Lossless compression

No data is lost in lossless compression – what a surprise! There are two main types of lossless compression: run length encoding, and dictionary encoding.

Run length encoding looks for repeating characters, and represents them with numbers. For example, the string "aaaaaBBBBBBccc" becomes "a5B6c3" meaning there are 5 "a" characters, 6 "B" characters, and 3 "c" characters.
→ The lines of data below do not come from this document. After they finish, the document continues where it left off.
PR #852, opened 2020-10-20
add filtering by relevant commits to branch scanned

tzahij:
The motivation for this PR came from trying to merge an import branch of 178 million entries into an empty master branch.
The import branch is the parent of the  master branch, so it appears in its lineage with a maximum commitID of 100.
the import branch has only entries with commitID 133. but an older import branch from a previous repository has 178 million entries with commitID 34.
When the optimizer builds the plan, it can see that there are 178 million entries with commitID 34. It has no information that they are all irrelevant. so even though it has an index on branchID-min_commit - it will not access it, but scan the unique index for entries that satisfy those conditions. since there are no entries that satisfy it - it will just scan for more than 50 minutes (at which stage we stopped it).
The original query was:
SELECT DISTINCT ON (branch_id,path) branch_id, path, min_commit, max_commit, ctid, checksum 
FROM catalog_entries WHERE branch_id = 34 AND min_commit between 1 and 100
ORDER BY branch_id, path, min_commit desc LIMIT 1024

The query was modify to include only the relevant commits of the import branch (which is the commit number where the import branch was created)
SELECT DISTINCT ON (branch_id,path) branch_id, path, min_commit, max_commit, ctid, checksum 
FROM catalog_entries WHERE branch_id = 34 AND min_commit in (100)
ORDER BY branch_id, path, min_commit desc LIMIT 1024.

This query returns with no rows within some milliseconds


catalog/db_branch_scanner.go
```diff
@@ -35,9 +42,36 @@ func NewDBBranchScanner(tx db.Tx, branchID int64, commitID CommitID, opts *DBSca
...
+	}
+	sql := "SELECT commit_id::text FROM catalog_commits WHERE branch_id = $1 AND commit_id <= $2 ORDER BY commit_id"
+	err := tx.Select(&commits, sql, branchID, maxCommitId)
+	if err != nil {
+		panic(err)
+	}
+	if commitID == UncommittedID {
+		commits = append(commits, strconv.FormatInt(int64(MaxCommitID), 10))
+	}
+	if len(commits) > MaxCommitsInFilter {
```
arielshaqed, line 67: Isn't this condition backwards?  I'd expect to want to have all the commits if there are *few* commits, otherwise use a range.  As written `commitsWhere` has unbounded length, which is odd.

catalog/db_branch_scanner.go
```diff
@@ -35,9 +42,36 @@ func NewDBBranchScanner(tx db.Tx, branchID int64, commitID CommitID, opts *DBSca
...
+func getRelevantCommitsCondition(tx db.Tx, branchID int64, commitID CommitID) (string, error) {
+	var maxCommitId CommitID
+	var commits []string
+	var commitsWhere string
+	if commitID == UncommittedID || commitID == CommittedID {
+		maxCommitId = MaxCommitID
+	} else {
+		maxCommitId = commitID
+	}
+	sql := "SELECT commit_id::text FROM catalog_commits WHERE branch_id = $1 AND commit_id <= $2 ORDER BY commit_id"
```
arielshaqed, line 59: This changes the SQL when `commitID == CommittedID`, from checking `commit_id < MaxCommitId` to checking `commit_id <= MaxCommitId`.

catalog/db_branch_scanner.go
```diff
@@ -35,9 +42,36 @@ func NewDBBranchScanner(tx db.Tx, branchID int64, commitID CommitID, opts *DBSca
...
+	err := tx.Select(&commits, sql, branchID, maxCommitId)
+	if err != nil {
+		panic(err)
```
arielshaqed, line 62: Please don't panic on a DB failure, it might even just be transient.  Just fail the transaction, other things might continue to work,

arielshaqed (changes requested):
It looks like this is special-cased to speed up the first few (100) operations on a branch.  That's not blocking.

Maybe (probably...) I don't understand the code well enough, but it looks to me like there are 2 behavioural changes.  In particular it seems that the condition for filtering is backwards, and will result in very long queries.  How did we test that this indeed speeds things up with these extremely long queries?  And how do we protect ourselves against breaking with a *really* long query?

catalog/db_branch_scanner.go
tzahij: Thanks - you are right.Could have saved me time.   I found it with the debugger :-(
Very impressive

catalog/db_branch_scanner.go
tzahij: This is a query on catalog_commits. where MaxCommitId will never appear. If looking for uncomitted - then that number ia appended

catalog/db_branch_scanner.go
tzahij: About the general comment - F2F

catalog/db_branch_scanner.go
arielshaqed: Is this still relevant?

catalog/db_branch_scanner.go
```diff
@@ -48,28 +48,29 @@ func NewDBBranchScanner(tx db.Tx, branchID int64, commitID CommitID, opts *DBSca
...
+	sql := "SELECT commit_id::text as str_commit_id FROM catalog_commits WHERE branch_id = $1 AND commit_id <= $2 ORDER BY commit_id"
+	err := tx.Select(&commits, sql, branchID, branchMaxCommitID)
 	if err != nil {
 		panic(err)
 	}
 	if commitID == UncommittedID {
 		commits = append(commits, strconv.FormatInt(int64(MaxCommitID), 10))
 	}
-	if len(commits) > MaxCommitsInFilter {
+	if len(commits) < MaxCommitsInFilter {
```
arielshaqed, line 68:
```suggestion
	if len(commits) <= MaxCommitsInFilter {
```
better matches my expectations of "max".

catalog/db_branch_scanner.go
arielshaqed: Thanks!  This makes a lot more sense.  (Seeing "> max" is usually a red flag.)  But this version (without the fix) could not have been any faster -- it yielded essentially the same SQL  So we must have a repeatable benchmark for this code to know that it is faster -- e.g. it would probably have caught this error.

After flipping the comparison, the my comment about an unbounded query length is no longer relevant of course.

arielshaqed (commented):
Hope my comment on the fixed code still shows up (it might not, because it's attached to a now-outdated line.  In case it isn't, here's an important bit about knowing that this code is faster:

> Thanks! This makes a lot more sense. (Seeing "> max" is usually a red flag.) But this version (without the fix) could not have been any faster -- it yielded essentially the same SQL So I think we should have a repeatable benchmark for this code to know that it is faster -- e.g. it would probably have caught this error, and it will allow us to tune the "max" value as hardware and RDS instances evolve.

catalog/db_branch_scanner.go
```diff
@@ -35,9 +42,37 @@ func NewDBBranchScanner(tx db.Tx, branchID int64, commitID CommitID, opts *DBSca
 		s.opts.BufferSize = DBScannerDefaultBufferSize
 	}
 	s.buf = make([]*DBScannerEntry, 0, s.opts.BufferSize)
+	commitsWhere, _ := getRelevantCommitsCondition(tx, branchID, commitID)
```
nopcoder, line 45: 1. error ignored
2. can be called once in `readBufferIfNeeded` or part of query build and not on iterator creation

catalog/db_branch_scanner.go
```diff
@@ -1,23 +1,30 @@
...
-	idx      int
-	after    string
-	ended    bool
-	err      error
-	value    *DBScannerEntry
+	opts         DBScannerOptions
+	tx           db.Tx
+	branchID     int64
+	commitID     CommitID
+	commitsWhere string
```
nopcoder, line 21: we use squerrel to build the query in this scanner - we can sq.Sqlizer to hold where part expression

catalog/db_branch_scanner.go
```diff
@@ -1,23 +1,30 @@
...
+	"strings"
+
 	sq "github.com/Masterminds/squirrel"
 	"github.com/treeverse/lakefs/db"
 )
 
-const DBScannerDefaultBufferSize = 1024
+const (
+	DBScannerDefaultBufferSize = 1024
+	MaxCommitsInFilter         = 100
```
nopcoder, line 13: MaxCommitIDsInBranchScanner or something like that

catalog/db_branch_scanner.go
```diff
@@ -35,9 +42,37 @@ func NewDBBranchScanner(tx db.Tx, branchID int64, commitID CommitID, opts *DBSca
...
+	var branchMaxCommitID CommitID
+	var commits []string
+	var commitsWhere string
+	if commitID == UncommittedID || commitID == CommittedID {
+		branchMaxCommitID = MaxCommitID
+	} else {
+		branchMaxCommitID = commitID
+	}
+	// commit_id name is changed so that sorting will be performed on the numeric value, not the string value (where "10" is less than "2")
+	sql := "SELECT commit_id::text as str_commit_id FROM catalog_commits WHERE branch_id = $1 AND commit_id <= $2 ORDER BY commit_id"
```
nopcoder, line 60: 1. why do we need the string value we can just use the value in numeric golang slice and give it to our builder.
2. missing the limit or limit +1 in order not to read more than we need

catalog/db_branch_scanner.go
```diff
@@ -106,16 +141,17 @@ func (s *DBBranchScanner) buildQuery() sq.SelectBuilder {
...
 		Limit(uint64(s.opts.BufferSize))
 	if s.after != "" {
 		q = q.Where("path > ?", s.after)
 	}
-	if s.commitID == CommittedID {
-		q = q.Where("min_commit < ?", MaxCommitID)
-	} else if s.commitID > 0 {
-		q = q.Where("min_commit between 1 and ?", s.commitID)
-	}
+	//if s.commitID == CommittedID {
```
nopcoder, line 150: remove code comments

catalog/db_branch_scanner.go
```diff
@@ -35,9 +42,37 @@ func NewDBBranchScanner(tx db.Tx, branchID int64, commitID CommitID, opts *DBSca
...
+	sql := "SELECT commit_id::text as str_commit_id FROM catalog_commits WHERE branch_id = $1 AND commit_id <= $2 ORDER BY commit_id"
+	err := tx.Select(&commits, sql, branchID, branchMaxCommitID)
+	if err != nil {
+		panic(err)
+	}
+	if commitID == UncommittedID {
+		commits = append(commits, strconv.FormatInt(int64(MaxCommitID), 10))
+	}
+	if len(commits) < MaxCommitsInFilter {
+		commitsWhere = "min_commit in (" + strings.Join(commits, `,`) + ")"
```
arielshaqed, line 69: Does this work when no commits are found?

arielshaqed (commented):
Small issue: what if no commits are found?  I think it doesn't work.

catalog/db_branch_scanner.go
tzahij: yes

arielshaqed (commented):
I  do not understand when this kind of thing works and when it does not.

E.g. I tried a smallish table on my machine:

```
ariels@postgres=# \d xyzzy
               Table "public.xyzzy"
 Column |  Type   | Collation | Nullable | Default 
--------+---------+-----------+----------+---------
 e      | text    |           |          | 
 n      | integer |           |          | 
Indexes:
    "xyzzy_ix" btree (e)

ariels@postgres=# \d xyzzy_ix 
      Index "public.xyzzy_ix"
 Column | Type | Key? | Definition 
--------+------+------+------------
 e      | text | yes  | e
btree, for table "public.xyzzy"
```

Now I inserted rows with values from `generate_series`, so there is 1 of each value of `e`. 
```
ariels@postgres=# select count(distinct e) from xyzzy;
  count   
----------
 10000000
(1 row)
```
And then I repeated some of the `e` values so that they have multiple `n` values:
```
ariels@postgres=# select e, c from (select e, count(*) c from xyzzy group by e) r where c > 1;
     e      |    c     
------------+----------
 0000005000 |   100001
 0000004000 |   100001
 0000002000 | 10000001
(3 rows)
```

So we have 10_000_000 distinct values, but 3 of them are much more common.

I also created the attached file.
[selector.sql.gz](https://github.com/treeverse/lakeFS/files/5417230/selector.sql.gz)
It analyzes a query which is functionally identical to 
```sql
select sum(n) from xyzzy where e <= '0000007005';
```
but lists all the `e`'s separately.  Annoyingly, it *consistently* (I ran it repeatedly, without "EXPLAIN ANALYZE") runs slightly (10%) slower -- the analyzer goes for a nonparallel index scan for the long "selector" query:
```
QUERY PLAN
Aggregate  (cost=641774.08..641774.09 rows=1 width=8) (actual time=27943.124..27943.134 rows=1 loops=1)
  ->  Index Scan using xyzzy_ix on xyzzy  (cost=0.56..610559.82 rows=12485704 width=4) (actual time=2.046..14629.009 rows=10207005 loops=1)
        Index Cond: (e = ANY ('{0000000000,0000000001,blah blah blah ,0000006981,0000006982,0000006983,0000006984,0000006985,0000006986,0000006987,0000006988,0000006989,0000006990,0000006991,0000006992,0000006993,0000006994,0000006995,0000006996,0000006997,0000006998,0000006999,0000007000,0000007001,0000007002,0000007003,0000007004,0000007005}'::text[]))
Planning Time: 9.370 ms
JIT:
  Functions: 5
  Options: Inlining true, Optimization true, Expressions true, Deforming true
  Timing: Generation 0.446 ms, Inlining 2.910 ms, Optimization 15.908 ms, Emission 7.559 ms, Total 26.822 ms
Execution Time: 27943.654 ms
(9 rows)
```

A wise man once said,
"it hurt itself in its confusion!"

Here's what the fast query does, just parallel scan:
```
ariels@postgres=# explain analyze select sum(n) from xyzzy where e <= '0000007005';
QUERY PLAN
Finalize Aggregate  (cost=225940.37..225940.38 rows=1 width=8) (actual time=9314.943..9317.971 rows=1 loops=1)
  ->  Gather  (cost=225940.15..225940.36 rows=2 width=8) (actual time=9314.376..9317.945 rows=3 loops=1)
        Workers Planned: 2
        Workers Launched: 2
        ->  Partial Aggregate  (cost=224940.15..224940.16 rows=1 width=8) (actual time=9287.774..9287.782 rows=1 loops=3)
              ->  Parallel Seq Scan on xyzzy  (cost=0.00..214398.04 rows=4216845 width=4) (actual time=256.249..5132.478 rows=3402335 loops=3)
                    Filter: (e <= '0000007005'::text)
                    Rows Removed by Filter: 3330998
Planning Time: 0.383 ms
JIT:
  Functions: 17
  Options: Inlining false, Optimization false, Expressions true, Deforming true
  Timing: Generation 3.155 ms, Inlining 0.000 ms, Optimization 1.215 ms, Emission 16.025 ms, Total 20.395 ms
Execution Time: 9320.372 ms
(14 rows)
Time: 9321.415 ms (00:09.321)
```

Now I'm *_NOT_* saying this will always happen.  But I *AM* saying that this query needs to be tested on our simulated customer DB to determine just how much faster or slower this is.

ddl/000008_commit_idx.down.sql
```diff
@@ -0,0 +1,8 @@
+BEGIN;
```
arielshaqed: This file probably needs to be 000010 right now, we have some files in 8 and 9.

ddl/000008_commit_idx.down.sql
```diff
@@ -0,0 +1,8 @@
...
+DROP INDEX IF EXISTS entries_uncommitted_branch_min_commit;
+DROP INDEX IF EXISTS entries_branch_min_commit;
+CREATE INDEX entries_uncommitted_branch_min_commit
```
arielshaqed: How does this affect CreateEntry performance?

ddl/000008_commit_idx.down.sql
```diff
@@ -0,0 +1,8 @@
...
+    ON catalog_entries USING btree
+        (branch_id ASC NULLS LAST, min_commit ASC NULLS LAST)
+    WHERE min_commit = '1000000000000000000'::bigint;
```
arielshaqed: Don't understand: if `min_commit` is constant, why is it included in the table?

ddl/000010_commit_idx.down.sql
```diff
@@ -0,0 +1,8 @@
+BEGIN;
+DROP INDEX IF EXISTS entries_uncommitted_branch_min_commit;
+DROP INDEX IF EXISTS entries_branch_min_commit;
+CREATE INDEX entries_uncommitted_branch_min_commit
```
arielshaqed, line 4: How does this affect performance of CreateEntry?

ddl/000010_commit_idx.down.sql
```diff
@@ -0,0 +1,8 @@
...
+    ON catalog_entries USING btree
+        (branch_id ASC NULLS LAST, min_commit ASC NULLS LAST)
```
arielshaqed, line 6: I don't understand why the index is on `min_commit`, if that is constant.

arielshaqed (changes requested):
I am unsure how the added commits df16ece and/or 5b4df03 relate to [my comment (above)](https://github.com/treeverse/lakeFS/pull/852#pullrequestreview-513876360).

To clarify: This PR makes life more difficult in order to increase performance.  So it needs to come with a benchmark that shows the performance increase.

This matters to me because I don't understand when the new code would be faster than the old code and when it would be slower.  That is because I don't understand how the query planner would do a good job even with a moderate number of commits: it is really hard (for me -- I tried and I don't know!) to know whether to do a full scan or use an index as soon as we have several thousand commit IDs: there are just so many unknowns (e.g. what to do when _some_ of the desired commit IDs are in the "most common" and _others_ are not?  what to do in the regions of the filesystem namespace where the "most common" commit IDs are not common?).

So I measured and gave an example of a query that looks similar and runs _slower_ when this technique is applied.  If you believe that that query is a *bad* example (certainly possible!) then please explicitly dismiss that comment and measure a *good* example.

arielshaqed (approved):
OK... so we saw many cases where it appears to speed things up on a similar query, and a few where it slows things down but not by much.   As stated it doesn't slow down `CreateEntry` -- so I think we can pull this.
I'd still like to limit it to <100 commits (or even fewer) -- I don't understand what the query planner is doing here, and I feel more comfortable with giving it fewer cases in the IN clause.
Thanks for the hard work profiling this -- it's the only way to introduce some confidence in what the planner will do to us!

Dictionary encoding replaces repeated words or phrases with a symbol which can be indexed in a dictionary. The dictionary stores the meanings of symbols. Here is an example of dictionary encoding with the paragraph below.

Lossy compression

Lossy compression removes unnecessary data. In audio files, high and low frequencies which can't be heard by humans are removed. In video files, common colours replace uncommon shades of those colors do decrease the bid depth of the file. Unlike lossless compression, the original file cannot be retrieved after lossy compression is applied.

Encryption

Encryption is the process of obfuscating data to keep it secure when it's being transmitted.

Symmetric encryption

Symmetric encryption uses a single private key that both the sender and receiver have. The sender first encodes the data, before transmitting it to a recipient. The encoded data can then be decoded using the private key.

Asymmetric encryption

Asymmetric encryption uses two keys – a private key and a public key. The public key (publicly available) can be used to encode data, but it cannot decode the data. Only the private key can decode the data. This means that anyone can send you a message, but only you can decode the message. This process also works in reverse. If you encode a message with your private key, anyone can decode it with the public key.

Hashing

Hashing is a process where an input (called a key) is converted to an output (called a hash) by using a hash function. A simple example of a hash function being applied to a password would be to sum the position in the alphabet of each character. For example, "password" becomes 16+1+19+19+23+15+18+4 which equals 115. This process cannot be reversed because multiple combinations of characters will sum to 115. Usually, a good hash function will have a low chance for any key to have the same hash, so this process is useful for checking passwords.

Another use of hashing is hash tables. A hash table is a data structure which holds key-value pairs. Values are stored alongside their hash, meaning hash tables can be used to look up data in constant time. This is useful for storing large quantities of data, for example, in caches or databases.